Getting a Grip on Emotions
Do you sometimes feel like your emotions take over—leaving you overwhelmed, reactive, or stuck in painful loops of self-doubt, anger, or sadness? You're not alone. Many people struggle to manage intense feelings, especially during times of stress, conflict, or loss.
The good news: we can learn to regulate our emotions in healthier ways. In fact, emotion regulation is one of the most important skills for our psychological well-being. Drawing from an evidence-based training program developed at the University of Heidelberg (Barnow et al., 2016), this blog post explores what emotion regulation is, why it matters, and how we can begin practicing it in everyday life.

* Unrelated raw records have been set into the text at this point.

PR #87, opened 2018-01-31
update workspace-run-commands to more detail

ianstormtaylor:
cc @bestander from discussion in #83 

This expands the existing `workspace-run-commands` to add more detail, and borrow a few more of the useful pieces of the functionality Lerna offers for running commands in workspaces.

Specifically, it introduces:

- Executing arbitrary commands, not just package scripts with `yarn workspaces exec`.
- Passing extra arguments to the package scripts with `yarn workspaces run`.
- Controlling whether to run in parallel or not with `--parallel`.
- Controlling the concurrency with `--concurrency`.
- Filtering the commands to a specific set of workspaces with the `--workspaces` flag.
- Filtering the commands to a specific set of packages with the `--packages` flag.

Almost all of this functionality is based on Lerna's prior art, which has been super useful to managing monorepos in my experience—for all things from running tests, to building source, to automating other useful tasks.

---

One open question I have is how the Yarn team thinks about what a "workspace" is. In the `package.json` configuration, they're defined like:

```json
"workspaces": [
  "packages/*",
  "services/*",
  "utils/*"
]
```

Which makes it simple to have multiple directories of workspaces, or to list individual top-level directories as workspaces too. This is super useful in my experience.

But it also calls into question how we should be referring to specific folders inside those directories. Is the `packages` folder a "workspace"? Or is each of the directories inside `packages` a "workspace"?

This question becomes more important when trying to figure out how to let people filter things. Because it would be super useful to be able to do something like:

```
$ yarn workspaces run --filter 'services/*' test
```

To restrict the command to run only in the `services/*` workspaces above.

Lerna solves this by instead calling the configuration `packages`, and then only ever refers to packages by their name in `package.json` instead, which simplifies things. It's possible that Yarn should follow their lead, and ignore the idea of a "workspace name", and only treat package names. (Which would eliminate the `--workspaces` flag in this pull request.)

In this sense, the `--packages` and `--workspaces` flags are just strawmen. If there were to only be a single filtering mechanism, it could use `--only` and `--ignore` flags instead.

That said, it feels slightly weird for Yarn to declare workspaces the way it does, and then not to let people filter by `services/*` or `packages/*` in this case. Thoughts?

### DIFF
--- a/accepted/0000-workspace-run-commands.md
+++ b/accepted/0000-workspace-run-commands.md
@@ -4,53 +4,128 @@
 
 # Summary
 
-Allow Yarn CLI to execute a package script on each packages from the workspace root.
+Allow Yarn CLI to execute a package script on each workspace package from the workspace root.
 
 # Motivation
 
-"Lerna". Lerna does a great job for handling monorepos. Since Yarn has a built-in
-workspaces feature, we could use some of the functionalities that being used in
-lerna (not entirely though!) for handling the monorepo more efficiently.
+Lerna does a great job for handling monorepos. Yarn's built-in workspaces feature would benefit from borrowing more of functionality that Lerna exposes, to handle monorepos more easily.
 
-Just like installing all dependencies from one place (workspace root), it'd be great
-to execute all the sub-package scripts from the workspace root using a single command.
-Not only this would make a less back-and-forth traveling between the packages to
-execute scripts, but also it'll help a lot for CI/CD configuration.
+Just like installing all dependencies from one place (workspace root), it'd be useful to execute a specific package script for each of the workspace packages from the workspace root using a single command. Not only this would make for less back-and-forth traveling between the packages to execute scripts, but also it'll help a lot for CI/CD configuration.
 
 # Detailed design
 
-As @BYK mentioned [here](https://github.com/yarnpkg/yarn/issues/4467#issuecomment-330873337),
-we could create two commands for this feature.
+As @BYK mentioned [here](https://github.com/yarnpkg/yarn/issues/4467#issuecomment-330873337), to start we'd create two commands for this feature:
 
 * `yarn workspaces list`
 * `yarn workspaces run <command>`
 
-By introducing `workpaces` command, it brings a modular approach from the CLI's perspective.
+Unifying all of the workspace-specific commands under the `workpaces` namespace allows for a modular approach from the CLI's perspective, making future commands easy to add.
 
-## `yarn workspaces list --args`
+## `yarn workspaces list [flags]`
 
-This command will list out all the packages for all the workspaces (alphabetically). If no workspace is found, this will fail with error.
+This command lists all of the packages for all of the workspaces alphabetically. If no workspaces are found it will error.
 
-Additionally, we can pass a `--filter` argument followed by a workspace name. In that case, it'll list out all the package inside that specified workspace.
+## `yarn workspaces run [flags] <command> ...`
 
-## `yarn workspaces run <command>`
+This command runs a specific package script (as defined in the `scripts` property in `package.json`) for all of the packages for all of the workspaces.
 
-This will execute the specified `<command>` in all workspaces. For a _fail fast_ operation, we could traverse all the workspaces to check whether the specified command exists within that workspace, before we actually start executing. If not found, display an error with which workspace is missing that command.
+Just like the `yarn run` command, any arguments after the command name will be passed as arguments to the package script.
 
-The ordering of execution is also important. It must be executed _topologically_. So that it won't break the inter-dependant workspaces.
+For a _fail fast_ operation, we could traverse all the workspaces to check whether the specified command exists within that workspace, before we actually start executing. If not found, display an error with which workspace is missing that command.
+
+The ordering of execution is also important. It must be executed _topologically_, so that it won't break the inter-dependant workspaces. From the Lerna documentation:
+
+> By default, all tasks execute on packages in topologically sorted order as to respect the dependency relationships of the packages in question. Cycles are broken on a best-effort basis in a way not guaranteed to be consistent across Lerna invocations.
+> 
+> Topological sorting can cause concurrency bottlenecks if there are a small number of packages with many dependents or if some packages take a disproportionately long time to execute. The --no-sort option disables sorting, instead executing tasks in an arbitrary order with maximum concurrency.
+> 
+> This option can also help if you run multiple "watch" commands. Since lerna run will execute commands in topologically sorted order, it can end up waiting for a command before moving on. This will block execution when you run "watch" commands, since they typically never end. An example of a "watch" command is running babel with the --watch CLI flag.
+
+The output should be prefixed with the name of the workspace (eg. `packages/package-a:`), so the user has a better idea of what is currently running.
+
+### `--concurrency`
+
+The `--concurrency` flag changes the number of child processes that are spawn when commands are run in parallel, defaulting to `4` (like Lerna).
+
+### `--parallel`
+
+If the `--parallel` flag is passed, it will runs the commands in parallel in separate child processes, instead of running them in series. This command will ignore the concurrency flag and topological sorting requirements. (Just like Lerna.)
+
+## `yarn workspaces exec ...`
+
+This commands runs an arbitrary shell command in each package. It is similar to `yarn workspaces run`, and respects the same flags, but instead of running a package script defined in `package.json` you can pass it arbitrary shell commands.
+
+This is helpful for cases where you want to execute something that isn't worthy of storing in `package.json`, often when debugging or running a one-off.
+
+For example:
+
+```
+$ yarn workspaces exec babel --out-dir ./lib ./src
+```
+
+## Common Flags
+
+### `--packages`
+
+The `--packages` flag takes a package name or glob, and it restricts the command being run to only take affect in those packages. 
+
+**Note:** this flag operates on the package names, as defined by the `name` field in `package.json` files.
+
+For example:
+
+```
+$ yarn workspaces list --packages 'babel-*' build
+```
+
+
+### `--workspaces`
+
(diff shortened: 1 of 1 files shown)


rally25rs:
Overall I like the idea. Monorepos are becoming more popular so increasing the tooling around them makes sense. I also don't like that currently I still have a `lerna` dependency just so I can `publish` in a sane way.

Can we include doing actual docs around workspaces to this RFC? The complete lack of docs is pretty frustrating. Even as a contributor I barely understand how they work. The existing `yarn workspace` command seems to take a "workspace name" but what is that? How do you name workspaces? The docs website does not have a page for that command.

Also in `src/commands/` there is a `workspace` and a `workspaces`. What's the difference?

```
~/Projects/yarn-test 🐒   yarndev workspaces
yarn workspaces v1.4.1
error Invalid subcommand. Try "info"
info Visit https://yarnpkg.com/en/docs/cli/workspaces for documentation about this command.

~/Projects/yarn-test 🐒   yarndev workspace
yarn workspace v1.4.1
error Missing workspace name.
info Visit https://yarnpkg.com/en/docs/cli/workspace for documentation about this command.
```

bestander:
If no one objects let's merge this PR next week

bestander:
I agree with @rally25rs, we need a champion to document Workspaces docs.

bestander:
@giridharangm, do you agree with the changes?

@giridharangm, @ianstormtaylor are you ready to split the work and send PRs for those features?

ianstormtaylor:
@bestander I realize this is not as helpful, but unfortunately I won't have the time to be able to submit a PR implementing this. I was just trying to be helpful by fleshing out the spec for the commands more, ensuring that we port some of the good aspects of Lerna, so that whoever does work on them has something more concrete to work from.

Btw, another open question I think during implementation will be:

- If you pass something like `--parallel/concurrent` to `yarn workspaces run` are those flags masked from the scripts underneath? Because the regular `yarn run` doesn't have flags I think, which allows it to be unambiguous in what's passed directly to further scripts.

bestander:
@ianstormtaylor, whatever help you can offer is appreciated.

> If you pass something like --parallel/concurrent to yarn workspaces run are those flags masked from the scripts underneath? Because the regular yarn run doesn't have flags I think, which allows it to be unambiguous in what's passed directly to further scripts.

Good question.
I think you can pass through arguments with `--` separator `yarn run <command> --verbose -- -command-specific-arg`.
I know a few people are not happy about this syntax and it is open to discussion

ianstormtaylor:
Ah okay cool, I didn't realize there were also flags on the regular `yarn run`, so it's not introducing any new issues, that's good!

giridharangm:
@ianstormtaylor thanks for the refinements. It looks great!. 

@bestander as much as I'd like to contribute, unfortunately, my hands are already full with multiple projects (both prod and dev) now.  Besides, I don't have that much knowledge about yarn's code base and would require me to start from the ground up 😞 . I'm awfully sorry...

bestander:
Ok, let's merge it and look for champions

donaldpipowitch:
Thank you all for the work. Just a short question: This RFC enforces that the script name is available in all packages unlike Lerna, right? (E.g. Lerna silently skips commands which aren't configured in the `scripts` section of a `package.json` which I quite like.)

giridharangm:
@donaldpipowitch Yes. it'll throw an error if the specified script is missing from any one of the packages.

ianstormtaylor:
Skipping does sound like it could be useful to me too. @donaldpipowitch do you have a specific use case in mind?

accepted/0000-workspace-run-commands.md
```diff
@@ -4,53 +4,128 @@
...
 
 # Drawbacks
 
-Complexity. Especially while executing the package scripts. We need to keep track of the package dependencies. And also, there's already a library (lerna) does the same thing and is compatible with yarn without any extra configuration.
+This will increase the complexity of Yarn, instead of letting it live in Lerna and work in tandem. Especially while executing the package scripts, because we need to keep track of the package dependencies. 
 
 # Alternatives
 
-Don't have an alternative way (I can think of) inside yarn.
+There's no current alternative using Yarn. You have to use Lerna and Yarn in concert, which causes confusion as to which one to use when.
```
spion: We made https://github.com/whoeverest/wsrun to address this, so I suppose that counts as an alternative.

spion:
Hi! Sorry about the duplicate comment - just thought I'd mention (since the RFC does not list alternatives) this alternative:

https://github.com/whoeverest/wsrun

which was made specifically with yarn in mind.

giridharangm:
@ianstormtaylor IMHO, skipping would make unintentional side effects. I think it's better to let the user know that script doesn't exists in that package rather than silently (with a subtle warning) skips it.  

In a CI pipeline, what if the user forgot to add the `test` script (it's rare, but just in case) to one of the packages? Even though if we throw a warning (silent) for missing script so that the CI would fail, I guess its more than just a "warning". It should be treated an "error".   

Clearly, you guys are the pro(s) around here. So, what do you think?

thejameskyle:
In Bolt we went with the flags `--ignore/only [name glob]` and `--ignore-fs/only-fs [path glob]` which covers everything and are really obvious names

ianstormtaylor:
@thejameskyle that sounds like a good way to go to me! Good point that the "workspace names" are always going to be valid paths anyways. I'd suggest using `--ignore-path/only-path` instead of `fs`.

(I almost submitted this comment asking what does `fs` stand for there before figuring it out 😄 )

thejameskyle:
Yeah I'd be happy with `--ignore-path/only-path` as well.

We already have implementations for many of the pieces of this btw:

- [filterWorkspaces(workspaces, opts)](https://github.com/boltpkg/bolt/blob/c9bfe29cc8cc9417a1db3d0c0f86714db4bfadc7/src/Project.js#L177-L207)
- [runWorkspaceTasks(workspaces, task)](https://github.com/boltpkg/bolt/blob/c9bfe29cc8cc9417a1db3d0c0f86714db4bfadc7/src/Project.js#L144-L169)
- [task-graph-runner](https://github.com/thejameskyle/task-graph-runner)

ianstormtaylor:
@thejameskyle looks really good!

donaldpipowitch:
> Skipping does sound like it could be useful to me too. @donaldpipowitch do you have a specific use case in mind?

It seems to become a habit while working with Lerna that many of our packages don't share some commands in all cases. Say we develop some React components in one monorepo and we add several examples as standalone applications showcasing these components, than the components maybe have a `unit` command to run unit tests which the examples don't (necessarily) have and the examples maybe have a `serve` command, because they have a `index.html` in their root which can be served which the components don't have.

I'd be fine with some additional param like `--skip-missing`/`--ignore-missing` to opt-in into this behavior, so I wouldn't need to add additional filtering with an additional `--ignore`/`--only` pattern. (That would be a different use case for: `--ignore` some package which _has_ this command, but shouldn't be executed.)

jonaskello:
Both [lerna run](https://github.com/lerna/lerna#run) and [oao run-script](https://github.com/guigrpa/oao#oao-run-script-script) seems to be doing fine by just skipping missing scripts. This seems to be the community standard, so if yarn will not follow that, I think there should be a really good reason. I think the deviation from de facto standard should be motivated with a real-world scenario where skipping is really bad.  I cannot think of one myself, but I can think of many real-world scenarios where skipping is the wanted behaviour, and I think that is why both lerna and oao went that route.

If skipping is the more commonly wanted behaviour (which it seems to be given both lerna and oao does that) then I would propose that verifying that all packages have a script is the less common scenario and therefore it would be better to have a switch like `--all` that can be added when you want to be 100% sure that all packages have the script. The `--all` switch would error if a package is missing the script.

donaldpipowitch:
Short question: Was it ever discussed alongside with this RFC to include meta data about the called processes/scripts as environment variables?

Say you call `yarn workspaces run watch` in a workspace-based project with three packages and all three packages need to listen to a unique port. You could use some "find open port"-lib for this, but because of data races this can become quite flaky in my experiences, when `watch` is called parallel. It would probably be less error prone, if we could access an environment variable like `YARN_WORKSPACES_RUN_INDEX` which has the values 0, 1 and 2 to indicate that the script was called nth-times by yarn in this case and we could use this value to define a port in the `watch` script like this: `const port = 8080 + parseInt(YARN_WORKSPACES_RUN_INDEX || 0, 10)`.

lukebatchelor:
👋 
I'm looking at spiking some of this, specifically the `--workspaces` and `--packages` flags. Just wanted to double check if those are the final decision, or whether the `--only`, `--onlyFs`, `--ignore`, `--ignoreFs` from `bolt` might be considered (I actually [implemented them](https://github.com/boltpkg/bolt/pull/25)).

Happy to go with either though, `--workspaces` and `--packages` *should* be flexible enough for what we need, but I find bolts API easier to work with (no negating globs).

Also, I see that it was suggested to add `yarn workspaces exec` as well. This is actually another thing we need in our project, but I actually found that it's possible right now with a (possibly unintended, definitely undocumented) work around.

Yarns `exec` command can run directly in the workspaces

```
$ yarn workspaces run exec pwd

yarn workspaces v1.12.3
yarn exec v1.12.3
/Users/lbatchelor/src/yarn-workspaces-testing/packages/bar
✨  Done in 0.07s.
yarn exec v1.12.3
/Users/lbatchelor/src/yarn-workspaces-testing/packages/baz
✨  Done in 0.07s.
yarn exec v1.12.3
/Users/lbatchelor/src/yarn-workspaces-testing/packages/foo
✨  Done in 0.07s.
✨  Done in 1.33s.
```

The noise can be cleaned up pretty easily too

```
$ yarn -s workspaces run exec -s pwd
/Users/lbatchelor/src/yarn-workspaces-testing/packages/bar
/Users/lbatchelor/src/yarn-workspaces-testing/packages/baz
/Users/lbatchelor/src/yarn-workspaces-testing/packages/foo
```

Just wanted to check if that was intended. I'd be happy to document it if so.

PR #88, opened 2018-02-02
Creates proposal 'needs-install'

brigand:
The proposal is very rough. Mostly looking to see how people feel about it based on their own experiences and how you'd improve the situation yourself.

What is emotion regulation?
Emotion regulation means the ability to influence which emotions we have, when we have them, and how we experience or express them. It doesn’t mean suppressing emotions or pretending everything is fine—it’s about learning to recognize, accept, and respond to our emotions in ways that are helpful rather than harmful.
As the Heidelberg model explains, our emotions always involve several layers: thoughts (how we interpret a situation), physical sensations (like heart rate or tension), and action impulses (what we feel like doing). When a situation triggers strong emotions—like fear, shame, anger, or sadness—those layers can feel overwhelming. But with the right strategies, we can slow things down and find our footing.
Helpful vs. unhelpful strategies
We use several key strategies to deal with emotions. Some are helpful, some less so:
Helpful strategies:
Reappraisal: Changing how we think about a situation to reduce its emotional impact. For example: “Maybe that critical feedback means I have room to grow—not that I failed.”
Acceptance: Allowing an emotion to be present without fighting it. Especially helpful when we can’t change the situation itself (e.g., after a loss).
Problem-solving: Actively working to change a difficult situation or reduce its impact.
Seeking support or soothing activities: Talking to a friend, taking a walk, or doing something meaningful to rebalance yourself.
Less helpful strategies (though common!):
Suppression: Trying to hide or push away emotions. This may help short term, but often leads to tension, fatigue, or feeling disconnected.
Rumination: Replaying the same thoughts or regrets again and again without moving forward.
Avoidance: Steering clear of situations or feelings that feel uncomfortable—at the cost of long-term growth or resolution.
A key takeaway: successful emotion regulation doesn’t mean avoiding emotions—it means responding to them in ways that support your long-term well-being.
Where to start?
If you’d like to improve your emotional balance, try these small steps:
Begin by noticing: Which strategies do you tend to use? Are they helping you feel better or stay stuck?
Practice acceptance: Instead of pushing emotions away, try saying to yourself, “This is what I feel right now. It’s okay to feel it.”
Reframe your thoughts: When something upsets you, pause and ask: “Is there another way to look at this?”
Seek support: Whether it’s friends, a therapist, or a group, don’t try to manage everything alone.
Be kind to yourself: Emotion regulation is a skill—and like all skills, it takes practice and patience.
Final thoughts
Emotions are a crucial part of being human. But they don’t have to control our lives. With the right tools and support, you can learn to meet your emotions with more clarity, confidence, and care—and take steps toward the life you want to lead.